"Do—do you think he has gone mad?" asked Julia, with clasped hands and tearful eyes.

"My dear Mark, I think something ought to be done,—some one ought to go after her," says Portia, nervously. "He really looked quite dreadful."

"I'll go," says Roger, angrily.

"No, you won't," says Sir Mark, catching hold of him. "Let them have it out,—it is far the best thing. And if she gets a regular, right-down, uncommonly good scolding, as I hope she will"—viciously,—"I can only say she richly deserves it."

"I can only say I don't know whether I am standing on my head or on my heels," says Mr. Browne, drawing a long breath; "I feel cheap. Any one might have me now for little or nothing—quite a bargain."
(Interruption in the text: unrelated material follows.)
PR #3973, opened 2021-03-25
Fix IsObjNotFoundErr() for wrapped errors

pracucci:

## Changes

We have cases in Cortex where we may pass a wrapped error to `IsObjNotFoundErr()`. In this PR I'm proposing to check the error cause in `IsObjNotFoundErr()` so that it can work for wrapped errors too.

"I don't think you'd be a bargain at any price," says Sir Mark; but this touching tribute to his inestimable qualities is passed over by Mr. Browne in a silence that is almost sublime.

"To think Stephen could look like that!" he goes on, as evenly as if Sir Mark had never spoken. "Why, Irving is a fool to him. Tragedy is plainly his forte. Really, one never knows of what these æsthetic-looking people are capable. He looked murderous."

At this awful word the children—who have been silent and most attentive spectators of the late scene, and who have been enchanted with it—turn quite pale, and whisper together in a subdued fashion. When the whispering has reached a certain point, the Boodie gives Jacky an encouraging push, whereupon that young hero darts away from her side like an arrow from a bow, and disappears swiftly round the corner.

Meanwhile, having arrived at the Beeches, a rather remote part of the ground, beautiful in Summer because of the luxuriant foliage of the trees, but now bleak and bare beneath the rough touch of Winter, Stephen stops short and faces his companion steadily. His glance is stern and unforgiving; his whole bearing relentless and forbidding.

To say Miss Blount is feeling nervous would be saying very little. She is looking crushed in anticipation by the weight of the thunderbolt she knows is about to fall. Presently it descends, and once down, she acknowledges to herself it was only a shock after all, worse in the fancy than in the reality; as are most of our daily fears.